The genuinely creative work of others is holy. The evolution of medical technology and medical advancements, for example, is holy (set apart from what was ‘before’); advancements in the design of automobiles and other means of transportation is holy; the creation of computers is holy; the invention of new techniques in construction and its latest products are holy, etc., for they are all the result of creative conflict that is ordered to the betterment of humanity, and man was created in view of Christ. 

It is not as if the world is unholy (the realm of the profane) while within this world is a tiny community of believers, the baptized (the Church), who alone are holy. Not at all. It is sin that profanes, but creation is holy from the start, and man was created to be a priest of creation and to have that priesthood perfected and elevated by Christ. Creation comes from God, and it is sustained by God, and the Old Testament reveals the God of Israel as the God of history. The Church is much larger and wider than the Roman Catholic Church. A Roman Catholic Mass certainly does involve the changing of the substances of bread and wine into the single substance of Christ’s body and blood, that is, the Person of Christ, but that is the very image of history in its completion, for the matter of creation is destined to become Christ (Christification). The Mass is a sneak preview so to speak, a microcosmic instance of history’s destiny. The Mass is ordered towards the fulfillment of history. 

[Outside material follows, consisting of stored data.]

PR #12280, opened 2021-09-06
Add Safari versions for TextMetrics API

queengooborg:
This PR adds real values for Safari (Desktop and iOS/iPadOS) for the `TextMetrics` API, based upon results from the [mdn-bcd-collector](https://mdn-bcd-collector.appspot.com) project (v3.2.12).

Tests Used: https://mdn-bcd-collector.appspot.com/tests/api/TextMetrics

### DIFF
--- a/api/TextMetrics.json
+++ b/api/TextMetrics.json
@@ -33,7 +33,7 @@
             "version_added": "3.1"
           },
           "safari_ios": {
-            "version_added": true
+            "version_added": "3"
           },
           "samsunginternet_android": {
             "version_added": "1.0"
@@ -102,10 +102,10 @@
               "version_added": "55"
             },
             "safari": {
-              "version_added": true
+              "version_added": "11.1"
             },
             "safari_ios": {
-              "version_added": true
+              "version_added": "11.3"
             },
             "samsunginternet_android": {
               "version_added": "12.0"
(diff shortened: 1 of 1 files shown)


api/TextMetrics.json
```diff
@@ -33,7 +33,7 @@
             "version_added": "3.1"
           },
           "safari_ios": {
-            "version_added": true
+            "version_added": "3"
```
foolip, line 36: This doesn't match https://developer.mozilla.org/en-US/docs/Web/API/CanvasRenderingContext2D/measureText#browser_compatibility and I'm pretty sure the two should be the same version. Can you check double check the `measureText()` data and see if they really do disagree?

If `TextMetrics` was exposed before `measureText()`, then most likely it was just a missing flag in the IDL and accidental. Since that `TextMetrics` interface couldn't be used for anything, I think we should then still use the version from `measureText()`.

foolip (changes requested):

api/TextMetrics.json
queengooborg: This was from manual mirroring, and the `width` property is also set to iOS 3.2, so I trust the version number for `measureText()` more.  I'm unable to test anything earlier than Safari 4 at the moment either, so I don't have a way to verify whether this was actually exposed in Safari 3.1 or not.  (Both instances where "3.1" shows up came from the initial wiki migration.)

foolip (approved):

PR #12281, opened 2021-09-06
Adds font-synthesis: small-caps

rachelandrew:
Part of https://github.com/mdn/content/issues/8611

Firefox 93 adds support for `font-synthesis: small-caps`.

### DIFF
--- a/css/properties/font-synthesis.json
+++ b/css/properties/font-synthesis.json
@@ -93,7 +93,7 @@
             "status": {
               "experimental": true,
               "standard_track": true,
-              "deprecated": true
+              "deprecated": false
             }
           }
         }
--- a/css/properties/font-synthesis.json
+++ b/css/properties/font-synthesis.json
@@ -48,6 +48,54 @@
             "standard_track": true,
             "deprecated": false
           }
+        },
+        "small-caps": {
+          "__compat": {
+            "description": "<code>small-caps</code>",
+            "support": {
+              "chrome": {
+                "version_added": false
+              },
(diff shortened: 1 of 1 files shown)


css/properties/font-synthesis.json
```diff
@@ -48,6 +48,54 @@
...
+              },
+              "samsunginternet_android": {
+                "version_added": false
+              },
+              "webview_android": {
+                "version_added": false
+              }
+            },
+            "status": {
+              "experimental": false,
```
ddbeck, line 94: If there's only one implementation, then this should be experimental

```suggestion
              "experimental": true,
```

css/properties/font-synthesis.json
```diff
@@ -48,6 +48,54 @@
...
+              "standard_track": true,
+              "deprecated": true
```
ddbeck, line 96: Is this supposed to be marked as deprecated? The spec doesn't indicate anything about this being discouraged.

ddbeck (changes requested):
A couple of questions for you. Thank you, @rachelandrew.

css/properties/font-synthesis.json
rachelandrew:
```suggestion
              "deprecated": false
```

rachelandrew: No - I put it on the wrong key, which is how today is going, sorry!

ddbeck (approved):
Thank you! 🎉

Images of Christ abound throughout creation: each of the four seasons, fertility, death and growth, the sun, the stars that praise God, creatures of every sort, etc. To enjoy a sunset is a holy act; for the beauty of a sunset speaks of the beauty of God who hides himself and illuminates our lives, only to hide himself again. The light of faith, which is like the rays of that sun just before dawn, allows us to believe in the Incarnation of the Son of God; that light allows us to see creation on a much deeper level, a level that was hidden up to this point. The habit of mind that regards the natural as essentially profane is a false paradigm, a distorted and non-biblical worldview. In revealing Himself, God intends to reveal the deepest meaning of creation, not a new meaning. It is new to the person who does not have faith and suddenly acquires it, but with faith, one sees Christ everywhere in it, which is why Christ could speak in parables. Grace, although distinct, is not separated from nature. Grace is part of the divine plan, just as my life includes friendships that were gratuitously given. Grace is a part of human existence, because man was created in view of Christ. Grace is supra-nature, but God’s supernatural and Trinitarian existence is to be opened up to humanity. The natural is not the supernatural, but it is ordered to the supernatural, for it is ordered to Christ, from the very beginning. The Church’s task is to reveal the true nature of things.

In the Incarnation, Christ conquered death and sin, giving all of us the capacity to rise above the struggles that belong to human existence and to conquer in him. One does not have to be explicitly aware of this in order for Christ’s Incarnation to be effective in one’s life and in the life of the world. All the progress in this world is the fruit of the Incarnation; for Christ has joined himself to every man when he joined himself to matter. 

When Pius X was made the archbishop of Venice, his mother and father both looked at his ring and said: “You would not have that ring if it wasn’t for this ring”, indicating their wedding ring. It was as if to say: “We were instrumental in this. Without marriage, you wouldn’t be here, buddy.” They were the ones who provided his education that led to this. Hierarchy, sacred order, arises out of the faithful, not above the faithful. It is the fruit of marriage. The word “laity” is from laos, which is ‘of the people’. A cleric remains a part of the people, a servant of the people, never outside and above. The movement from non-cleric to cleric is not from above to the Cathedral; rather, it is from parents to the Cathedral, parents whose marriage is holy, a sharing in the paschal mystery.